* _RECORDS FOR THE TASK_
☆ ☆ ☆ ☆
PR #13420, opened 2020-11-18
Issue/13268 activity type filter screen skeleton

malinajirka:
Partially fixes #13268 

This PR updates Activity type filter screen
- makes the fragment fullscreen
- inits a toolbar
- inits adapter and view holder skeletons

Note: The adapter doesn't contain any data so the screen is completely empty (except of the "X" button)

To test - make sure the ActivityLogFilters feature flag is on in App settings
1. My site -> Activity Log
2. Click on "Activity Type" chip
3. Notice a fullscreen fragment with "X" is shown

PR submission checklist:

### DIFF
--- a/WordPress/src/main/java/org/wordpress/android/ui/activitylog/list/filter/ActivityLogTypeFilterAdapter.kt
+++ b/WordPress/src/main/java/org/wordpress/android/ui/activitylog/list/filter/ActivityLogTypeFilterAdapter.kt
@@ -12,11 +12,11 @@ class ActivityLogTypeFilterAdapter(private val uiHelpers: UiHelpers) : Adapter<A
         return ActivityLogTypeFilterViewHolder(parent, uiHelpers)
     }
 
-    override fun getItemCount(): Int = items.size
-
     override fun onBindViewHolder(holder: ActivityLogTypeFilterViewHolder, position: Int) {
         holder.onBind(items[position])
     }
+
+    override fun getItemCount(): Int = items.size
 
     fun update(newItems: List<ItemUiState>) {
         items.clear()
--- a/WordPress/src/main/java/org/wordpress/android/ui/activitylog/list/filter/ActivityLogTypeFilterAdapter.kt
+++ b/WordPress/src/main/java/org/wordpress/android/ui/activitylog/list/filter/ActivityLogTypeFilterAdapter.kt
@@ -1,0 +1,26 @@
+package org.wordpress.android.ui.activitylog.list.filter
+
+import android.view.ViewGroup
+import androidx.recyclerview.widget.RecyclerView.Adapter
+import org.wordpress.android.ui.activitylog.list.filter.ActivityLogTypeFilterViewModel.ItemUiState
+import org.wordpress.android.ui.utils.UiHelpers
+
+class ActivityLogTypeFilterAdapter(private val uiHelpers: UiHelpers) : Adapter<ActivityLogTypeFilterViewHolder>() {
+    private val items = mutableListOf<ItemUiState>()
+
+    override fun onCreateViewHolder(parent: ViewGroup, viewType: Int): ActivityLogTypeFilterViewHolder {
+        return ActivityLogTypeFilterViewHolder(parent, uiHelpers)
+    }
+
+    override fun getItemCount(): Int = items.size
+
+    override fun onBindViewHolder(holder: ActivityLogTypeFilterViewHolder, position: Int) {
+        holder.onBind(items[position])
+    }
+
+    fun update(newItems: List<ItemUiState>) {
+        items.clear()
+        items.addAll(newItems)
+        notifyDataSetChanged()
+    }
+}
--- a/WordPress/src/main/java/org/wordpress/android/ui/activitylog/list/filter/ActivityLogTypeFilterFragment.kt
+++ b/WordPress/src/main/java/org/wordpress/android/ui/activitylog/list/filter/ActivityLogTypeFilterFragment.kt
@@ -51,13 +51,12 @@ class ActivityLogTypeFilterFragment : DialogFragment() {
     }
 
     private fun initToolbar(view: View) {
-        val toolbar = view.findViewById(R.id.toolbar_main) as MaterialToolbar
-        toolbar.navigationIcon = ColorUtils.applyTintToDrawable(
-                toolbar.context, R.drawable.ic_close_white_24dp,
-                toolbar.context.getColorResIdFromAttribute(R.attr.colorOnSurface)
+        toolbar_main.navigationIcon = ColorUtils.applyTintToDrawable(
+                toolbar_main.context, R.drawable.ic_close_white_24dp,
+                toolbar_main.context.getColorResIdFromAttribute(R.attr.colorOnSurface)
         )
-        toolbar.setNavigationContentDescription(R.string.close_dialog_button_desc)
-        toolbar.setNavigationOnClickListener { dismiss() }
+        toolbar_main.setNavigationContentDescription(R.string.close_dialog_button_desc)
+        toolbar_main.setNavigationOnClickListener { dismiss() }
     }
 
     private fun initRecyclerView() {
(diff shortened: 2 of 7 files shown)


WordPress/src/main/java/org/wordpress/android/ui/activitylog/list/filter/ActivityLogTypeFilterAdapter.kt
```diff
@@ -0,0 +1,26 @@
...
+import org.wordpress.android.ui.utils.UiHelpers
+
+class ActivityLogTypeFilterAdapter(private val uiHelpers: UiHelpers) : Adapter<ActivityLogTypeFilterViewHolder>() {
+    private val items = mutableListOf<ItemUiState>()
+
+    override fun onCreateViewHolder(parent: ViewGroup, viewType: Int): ActivityLogTypeFilterViewHolder {
+        return ActivityLogTypeFilterViewHolder(parent, uiHelpers)
+    }
+
+    override fun getItemCount(): Int = items.size
```
ParaskP7: Minor: I suggest moving the `getItemCount` below the `onBindViewHolder(...)` function for the below reasons:
1) The `getItemCount` function is on line 7165 of the parent function, while the rest two are on top, which will help preserve the general order. Wdyt?
2) Having `onCreateViewHolder(...)` and `onBindViewHolder(...)` close to each other, and thus grouped, helps with adapter readability. Wdyt?

WordPress/src/main/java/org/wordpress/android/ui/activitylog/list/filter/ActivityLogTypeFilterFragment.kt
```diff
@@ -31,6 +39,35 @@ class ActivityLogTypeFilterFragment : DialogFragment() {
     }
 
     override fun onCreateView(inflater: LayoutInflater, container: ViewGroup?, savedInstanceState: Bundle?): View? {
-        return inflater.inflate(layout.activity_log_type_filter_fragment, container, false)
+        return inflater.inflate(R.layout.activity_log_type_filter_fragment, container, false)
+    }
+
+    override fun getTheme(): Int {
```
ParaskP7: 1) Minor: This function can be converted to an expression body, thus winning us a couple of lines.
1) Minor: I also suggest moving the `getTheme` above the `onCreateView(...)` function for the same reasons I suggested the same for the adapter in my previous comment.

WordPress/src/main/java/org/wordpress/android/ui/activitylog/list/filter/ActivityLogTypeFilterFragment.kt
```diff
@@ -31,6 +39,35 @@ class ActivityLogTypeFilterFragment : DialogFragment() {
...
+    }
+
+    override fun onViewCreated(view: View, savedInstanceState: Bundle?) {
+        super.onViewCreated(view, savedInstanceState)
+        initToolbar(view)
+        initRecyclerView()
+    }
+
+    private fun initToolbar(view: View) {
+        val toolbar = view.findViewById(R.id.toolbar_main) as MaterialToolbar
```
ParaskP7: Question: For `recycler_view` the Kotlin Android Extensions synthetic is used. However, in this case `findViewById(...)` is used instead. Why is that? I would suggest one or the other for consistency purposes. Wdyt?

PS: I am inclining more on using synthetics for now (although deprecated) in order to make any future migration a bit easier. Also, this will help us be consistent with the rest of the codebase. I am guessing synthetics are now being utilised more than `findViewById(...)`, right? If not, then the opposite might be better. Not sure. Wdyt?

WordPress/src/main/java/org/wordpress/android/ui/activitylog/list/filter/ActivityLogTypeFilterFragment.kt
```diff
@@ -31,6 +39,35 @@ class ActivityLogTypeFilterFragment : DialogFragment() {
...
+        toolbar.navigationIcon = ColorUtils.applyTintToDrawable(
+                toolbar.context, R.drawable.ic_close_white_24dp,
+                toolbar.context.getColorResIdFromAttribute(R.attr.colorOnSurface)
+        )
+        toolbar.setNavigationContentDescription(R.string.close_dialog_button_desc)
+        toolbar.setNavigationOnClickListener { dismiss() }
+    }
+
+    private fun initRecyclerView() {
+        recycler_view.layoutManager = LinearLayoutManager(context, RecyclerView.VERTICAL, false)
```
ParaskP7, line 62: Question: Is there a reason why setting a layout manager is not done on the xml level instead?

WordPress/src/main/res/layout/activity_log_type_filter_fragment.xml
```diff
@@ -1,13 +1,30 @@
...
+
+        <com.google.android.material.appbar.MaterialToolbar
+            android:id="@+id/toolbar_main"
+            style="@style/WordPress.ToolBar"
+            android:layout_width="match_parent"
+            android:layout_height="wrap_content" />
+
+    </com.google.android.material.appbar.AppBarLayout>
+
+    <androidx.recyclerview.widget.RecyclerView
```
ParaskP7: Minor: I am not sure why is that, but on my IDE, when reformat file is run on this layout it moves the `RecyclerVIew` on top of the `AppBarLayout`. Can you try it on yours as well?

If that is the case maybe it is better to go with what reformat suggests so that future reformats become easier.

WordPress/src/main/res/layout/activity_log_type_filter_item.xml
```diff
@@ -0,0 +1,6 @@
+<?xml version="1.0" encoding="utf-8"?>
+<androidx.constraintlayout.widget.ConstraintLayout
```
ParaskP7: Minor: This file can be reformatted.

ParaskP7 (commented):
Good job @malinajirka and nice commits! 🌟 

Thanks for including me in this PR! 🙏 

Only minor and questions from my side (as always)!

WordPress/src/main/java/org/wordpress/android/ui/activitylog/list/filter/ActivityLogTypeFilterAdapter.kt
malinajirka: Good call - fixed in 0bb021dd572584d1b349c60bdf00da21cc0a904e

WordPress/src/main/java/org/wordpress/android/ui/activitylog/list/filter/ActivityLogTypeFilterFragment.kt
malinajirka: Fixed in 559082bd9999f98a991a84c76fbd8be6ac542b8c

WordPress/src/main/java/org/wordpress/android/ui/activitylog/list/filter/ActivityLogTypeFilterFragment.kt
malinajirka: Copy pasting mistake :) - fixed in 052cb4497a9cdc6a8883808f084520e98848a69d

WordPress/src/main/java/org/wordpress/android/ui/activitylog/list/filter/ActivityLogTypeFilterFragment.kt
malinajirka: I don't think there is any specific reason, but we mostly use this programatic approach throughout the codebase.

WordPress/src/main/res/layout/activity_log_type_filter_fragment.xml
malinajirka: Yeah, I noticed this while working on the feature. I wanted to keep the order consistent with other layouts. But I agree that having to format the file manually is probably worse than having it a bit inconsistent with the rest. Tbh I'm not sure why the formatter prefers this order 🤷 . Fixed in 3e1d186f208a8981f3894e5b2039605f0636e4c6

WordPress/src/main/res/layout/activity_log_type_filter_item.xml
malinajirka: Fixed in cdd2759f98e31aefebe936d5b6e23a2039b1badc

malinajirka:
@ParaskP7 Thanks so much for the review and great tips!

ParaskP7:
OMG @malinajirka , you are the Mr. Speedy Gonzales indeed, thank you so much for taking care of all that! ❤️

ashiagr (approved):
Thanks both of you! All looks good to me 👍.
☆ ☆ ☆ ☆
* _WORK TO BE COMPLETED_
If a line in the records above has the word "colorOnSurface", copy it out.

* _RESULT OF THIS TASK_
-                toolbar.context.getColorResIdFromAttribute(R.attr.colorOnSurface)
+                toolbar_main.context.getColorResIdFromAttribute(R.attr.colorOnSurface)
+                toolbar.context.getColorResIdFromAttribute(R.attr.colorOnSurface)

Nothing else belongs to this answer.